Le blocage actuel se situe au niveau des gestionnaires de réseaux de distribution (GRD), qui disposent d’un monopole sur la gestion du réseau.

Les GRD craignent en effet le développement de micro-réseaux locaux car il remet en question un certain modèle économique. Si de plus en plus d’entreprises fonctionnent via des réseaux locaux, celles-ci ne contribueront plus au financement du réseau traditionnel. Comment dès lors assurer le financement et la bonne gestion du réseau traditionnel ? En faisant payer plus les consommateurs qui y sont reliés ? Ou en développant un autre modèle économique ?

Vers une autorisation ?

De nombreux micro-réseaux sont actuellement en projet en Wallonie et en Europe et la transition énergétique en cours pousse fortement vers cette solution qui permet une meilleure intégration des énergies renouvelables et de la demande d’électricité.

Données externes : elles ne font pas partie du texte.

PR #4562, opened 2024-12-27
Check for upload permission based on google group

pgrace-google:
Although the IssueTracker component create controls are locked down to this group, its possible for folks to accidentally migrate bugs into this component. To prevent that from happening, check for the reporter's membership before proceeding with the upload. It is a bit hacky i admit.

### DIFF
--- a/src/clusterfuzz/_internal/cron/external_testcase_reader.py
+++ b/src/clusterfuzz/_internal/cron/external_testcase_reader.py
@@ -16,6 +16,7 @@
 import datetime
 import re
 
+from google.cloud import storage
 import requests
 
 from appengine.libs import form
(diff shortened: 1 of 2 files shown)


src/clusterfuzz/_internal/cron/external_testcase_reader.py
```diff
@@ -31,6 +32,15 @@
 ISSUETRACKER_WONTFIX_STATE = 'NOT_REPRODUCIBLE'
 
 
+def has_vrp_upload_permission(reporter):
+  """Checks whether the given reporter has permission to upload."""
+  storage_client = storage.Client()
+  bucket = storage_client.bucket('clusterfuzz-vrp-uploaders')
+  blob = bucket.blob('vrp-uploaders')
+  members = blob.download_as_string().decode('utf-8').splitlines()[0].split(',')
```
jonathanmetzman, line 40: Might be a good idea to have a YAML file but I'm OK with this.

src/clusterfuzz/_internal/cron/external_testcase_reader.py
```diff
@@ -31,6 +32,15 @@
 ISSUETRACKER_WONTFIX_STATE = 'NOT_REPRODUCIBLE'
 
 
+def has_vrp_upload_permission(reporter):
```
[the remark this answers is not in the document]
pgrace-google: I was thinking of running the cron job every 5 min or so, but it should only need to be called when we have submissions, which would depend on the usage of it

but 1. good call - i was being stupid and calling it for each check, but i should update this to be at least just one call for each cron job run lol

and 2. redis sounds like also a good plan! ill do that in a separate CL -ive added a todo for me!!

src/clusterfuzz/_internal/cron/external_testcase_reader.py
pgrace-google: true!! ive added a comment for me to do!

jonathanmetzman (approved):
lgtm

Les acteurs insistent dès lors pour une modification du cadre législatif wallon afin d’autoriser les micro-réseaux locaux.

Le ministre wallon de l’Energie Jean-Luc Crucke s’est engagé dans cette voie et devrait adopter un projet de décret d’ici fin 2018.

Un processus à suivre, donc.

Notons qu’un autre micro-réseau est actuellement testé dans le quartier-pilote Negundo à Froyennes près de Tournai, qui intègre des sources renouvelables et une station de pompage-turbinage (lire notre article La Wallonie envisage de stocker son électricité renouvelable dans ses carrières).